I have lost count of the number of times I have regretted uttering that particular phrase but in this case, thanks to a wonderful Python module called ctypes, the answer turns out to be ‘Not nearly as hard as you might expect’.
The results of my investigations will be posted on Walking Randomly over the next few weeks and will include several examples of how to use the NAG C library within Python. I’ll start off with the simplest of NAG functions and steadily move towards some of the most complex. On the way we will cover several areas of numerical mathematics including special functions, numerical quadrature, root finding and optimization.
I will initially be concentrating on Ubuntu Linux since that is my favourite development environment but I am aware that users of both NAG and Python make use of many platforms including Windows and Mac OS X. If there is sufficient interest then I will make other platform-specific articles available in the future.
The list below contains links to all of the articles published in the series so far and will be expanded as new ones come online so this post will eventually serve as an index to the whole series.

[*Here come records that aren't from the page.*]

PR #2373, opened 2021-08-28
Forward environment properties to the wrapper

### LINKED ISSUE #2175: Base class Wrapper(env) does not allow action_space updates from within original environment
Hi,

I am making a gym wrapper for PyBullet. I extract the action limits from PyBullet to create the `action_space`. However, these limits can only be retrieved from the environment after PyBullet is initialized, which happens after calling `env.reset()`. Therefore, at the moment of calling `gym.make('env-v0')`, the action space is not yet initialized. This should be no problem, as I will set them eventually in the `env.reset()` routine. However, after updating the `self.action_space` in the `env.reset()` routine, I find that `env.action_space=None`. 

I suspect that my issue lies with the `gym.Wrapper(gym.Env)` wrapper.

Because I registered my custom environment `env-v0` with `max_episode_steps=200`, my environment is wrapped in a TimeLimit wrapper, which is a subclass of the `gym.Wrapper(gym.Env)` wrapper (see wrapper code below). This wrapper assigns `self.action_space` in `__init__(self, env)`, which does not make it straightforward to updated `action_space` later on from within the original environment (e.g. by calling `env.reset()`). What is the reason for this implementation?

Why is there no method defined for `action_space` in `gym.Wrapper(gym.Env)`, as given below?
```
    @property
    def action_space(self):
        return self.env.action_space
```

Indeed, when I remove the  `max_episode_steps=200` argument when registering my environment, `self.action_space` is correctly updated after calling `env.reset()` as it is not wrapped in a `gym.Wrapper(gym.Env)` wrapper.

The same problem occurs for `self.observation_space`, `self.reward_range`, and `self.metadata`.
```
class Wrapper(Env):
    """Wraps the environment to allow a modular transformation.

    This class is the base class for all wrappers. The subclass could override
    some methods to change the behavior of the original environment without touching the
    original code.

    .. note::

        Don't forget to call ``super().__init__(env)`` if the subclass overrides :meth:`__init__`.

    """
    def __init__(self, env):
        self.env = env
        self.action_space = self.env.action_space
        self.observation_space = self.env.observation_space

    def __getattr__(self, name):
        if name.startswith('_'):

    @property
    def spec(self):
        return self.env.spec

    @classmethod
    def class_name(cls):
        return cls.__name__

    def step(self, action):
        return self.env.step(action)

    def reset(self, **kwargs):

    def render(self, mode='human', **kwargs):
        return self.env.render(mode, **kwargs)

    def close(self):
        return self.env.close()

    def seed(self, seed=None):
        return self.env.seed(seed)

    def compute_reward(self, achieved_goal, desired_goal, info):
        return self.env.compute_reward(achieved_goal, desired_goal, info)

    def __str__(self):
        return '<{}{}>'.format(type(self).__name__, self.env)

    def __repr__(self):
        return str(self)

    @property
    def unwrapped(self):
        return self.env.unwrapped
```

tristandeleu:
- Do not set the wrapper properties in `__init__`, but forward the environment properties by default.
 - Fixes #2175 

```python
class CustomEnv(gym.Env):
    observation_space = None
    action_space = None

    def reset(self):
        self.observation_space = gym.spaces.Box(low=0., high=1., shape=(2,))
        self.action_space = gym.spaces.Discrete(2)
        return self.observation_space.sample()

    def step(self, action):
        return (self.observation_space.sample(), 0., False, {})

class CustomWrapper(gym.Wrapper):
    pass

env = CustomWrapper(CustomEnv())
env.reset()
print(f'Action space: {env.action_space}')
# Before: Action space: None
# After: Action space: Discrete(2)
```

### DIFF
--- a/gym/core.py
+++ b/gym/core.py
@@ -224,10 +224,11 @@ class Wrapper(Env):
 
     def __init__(self, env):
         self.env = env
-        self.action_space = self.env.action_space
-        self.observation_space = self.env.observation_space
-        self.reward_range = self.env.reward_range
-        self.metadata = self.env.metadata
+
+        self._action_space = None
+        self._observation_space = None
+        self._reward_range = None
+        self._metadata = None
 
     def __getattr__(self, name):
         if name.startswith("_"):
@@ -243,6 +244,46 @@ class Wrapper(Env):
     @classmethod
     def class_name(cls):
         return cls.__name__
+
+    @property
+    def action_space(self):
+        if self._action_space is None:
+            return self.env.action_space
+        return self._action_space
+
+    @action_space.setter
+    def action_space(self, space):
+        self._action_space = space
+
+    @property
+    def observation_space(self):
+        if self._observation_space is None:
+            return self.env.observation_space
+        return self._observation_space
+
+    @observation_space.setter
+    def observation_space(self, space):
+        self._observation_space = space
+
+    @property
+    def reward_range(self):
+        if self._reward_range is None:
+            return self.env.reward_range
+        return self._reward_range
+
+    @reward_range.setter
+    def reward_range(self, value):
+        self._reward_range = value
+
+    @property
+    def metadata(self):
+        if self._metadata is None:
+            return self.env.metadata
+        return self._metadata
+
+    @metadata.setter
+    def metadata(self, value):
+        self._metadata = value
 
     def step(self, action):
         return self.env.step(action)
--- a/gym/tests/test_core.py
+++ b/gym/tests/test_core.py
@@ -90,10 +90,10 @@ properties = [
 ]
 
 
-@pytest.mark.parametrize("klass", [UnittestEnv, UnknownSpacesEnv])
+@pytest.mark.parametrize("class_", [UnittestEnv, UnknownSpacesEnv])
 @pytest.mark.parametrize("props", properties)
-def test_wrapper_property_forwarding(klass, props):
-    env = klass()
+def test_wrapper_property_forwarding(class_, props):
+    env = class_()
     env = NewPropertyWrapper(env, **props)
 
     # If UnknownSpacesEnv, then call reset to define the spaces
--- a/gym/tests/test_core.py
+++ b/gym/tests/test_core.py
@@ -1,4 +1,7 @@
-from gym import core
+import pytest
+import numpy as np
+
+from gym import core, spaces
 
 
 class ArgumentEnv(core.Env):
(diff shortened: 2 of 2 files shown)


jkterry1:
@tristandeleu can you add tests? Otherwise I believe this looks good.

tristandeleu:
What is the status of this PR?

gym/core.py
```diff
@@ -244,6 +245,46 @@ def spec(self):
...
         return cls.__name__
 
+    @property
+    def action_space(self):
+        if self._action_space is None:
+            return self.env.action_space
+        return self._action_space
+
+    @action_space.setter
+    def action_space(self, space):
```
RedTachyon, line 255: I'm assuming it's intended that the setter only affects the wrapper, and does not get propagated to the inner env. I'm not sure if this makes any difference in the end, but I'm also not fully immediately convinced which option is better? Is there any use case in which either option is better?

gym/tests/test_core.py
```diff
@@ -9,9 +12,99 @@ def __init__(self, arg):
...
+    {
+        "observation_space": spaces.Box(
+            low=0.0, high=1.0, shape=(64, 64, 3), dtype=np.float32
+        ),
+        "action_space": spaces.Discrete(2),
+    },
+]
+
+
+@pytest.mark.parametrize("klass", [UnittestEnv, UnknownSpacesEnv])
```
RedTachyon, line 93: Minor nitpick - is `klass` often used instead of `class`? I'd intuitively go rather for `cls`

RedTachyon (approved):
Overall this looks solid and solves what it's supposed to, just one minor doubt about a variable name (see review)

One thing I'm thinking about now is whether it would be useful for wrappers to forward all properties' getters by default (which would also solve this issue as a special case). This way if someone has e.g. `env.current_state` defined, it would be forwarded through all the wrappers. But it'd probably require too much effort, with the only benefit being sometimes not having to write `.unwrapped`

gym/tests/test_core.py
tristandeleu: By convention, [`cls` is reserved for classmethods](https://www.python.org/dev/peps/pep-0008/#function-and-method-arguments). PEP8 suggests using `class_` instead, but `klass` is also a fairly common name, even [CPython uses it](https://github.com/python/cpython/search?q=klass).

gym/core.py
tristandeleu: That's already the case: #1347

```python
class CustomEnv(gym.Env):
    g = 9.81

class CustomWrapper(gym.Wrapper):
    pass

env = CustomWrapper(CustomEnv())
print(env.g)  # 9.81
env.g = 1.62
print(env.g)  # 1.62
```

The reason why we can't just rely on `__getattr___` for `observation_space`, `action_space`, `reward_range` and `metadata` is that since [`Wrapper` inherits from `Env`](https://github.com/openai/gym/blob/5a4709b158009ba8786c5df2490d8a601bc80ce4/gym/core.py#L212), [those properties will get set](https://github.com/openai/gym/blob/5a4709b158009ba8786c5df2490d8a601bc80ce4/gym/core.py#L32-L39) in every wrapper, and so forwarding will not work properly: for example, if you don't set `observation_space` in your wrapper, because you'd like it to be the same as the wrapped environment, then you'd always get `wrapped_env.observation_space == None`.

tristandeleu:
> One thing I'm thinking about now is whether it would be useful for wrappers to forward all properties' getters by default (which would also solve this issue as a special case). This way if someone has e.g. `env.current_state` defined, it would be forwarded through all the wrappers. But it'd probably require too much effort, with the only benefit being sometimes not having to write `.unwrapped`

That's already the case: #1347

```python
class CustomEnv(gym.Env):
    g = 9.81

class CustomWrapper(gym.Wrapper):
    pass

env = CustomWrapper(CustomEnv())
print(env.g)  # 9.81
env.g = 1.62
print(env.g)  # 1.62
```

The reason why we can't just rely on `__getattr___` for `observation_space`, `action_space`, `reward_range` and `metadata` is that since [`Wrapper` inherits from `Env`](https://github.com/openai/gym/blob/5a4709b158009ba8786c5df2490d8a601bc80ce4/gym/core.py#L212), [those properties will get set](https://github.com/openai/gym/blob/5a4709b158009ba8786c5df2490d8a601bc80ce4/gym/core.py#L32-L39) in every wrapper, and so forwarding will not work properly: for example, if you don't set `observation_space` in your wrapper, because you'd like it to be the same as the wrapped environment, then you'd always get `wrapped_env.observation_space == None`.

gym/core.py
tristandeleu: I don't think mutating `observation_space`/`action_space` in the inner envs is a good idea. There may be cases where you'd like to have access to the space of the original environment (e.g. through `env.unwrapped.action_space`). If the setter was propagated to the inner env, then you'd always have `env.action_space == env.unwrapped.action_space`.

Extra topics may be considered on request.
Topic List (will be expanded as new articles are available)
- Making simple NAG C functions available to Python
- Plotting the Cosine Integral using NAG and matplotlib
- Callback functions (The example code given is for finding the zero’s of an equation)
- Structures (The example code given is for Numerical Integration)
- Callback functions with communication (The example code solves a simple 1d minimization problem)
- PyNAG – A Python package for interfacing with the NAG C Library
Implementation specifics
The NAG C library is available for a wide range of platforms and C compilers (representing 26 different combinations when I last counted) but I only wanted to focus on one for the sake of sanity! In particular, I am using cllux08dgl throughout this series which is for 32bit Linux and was compiled using the gcc compiler. I am using version 8.10 of Ubuntu Linux.
I imagine that most of what I write will be directly transferable, with minor modifications, to other versions of the NAG C library. After all Python is quite portable but there may be some differences if you are using a platform wildly different from mine. Where I am able, I will help people get the examples working on their platform of choice but reserve the right to refer you to the NAG support team if necessary.
Finally, I have developed all of this series using 2.5.2 and have no idea if it will work in later versions or not.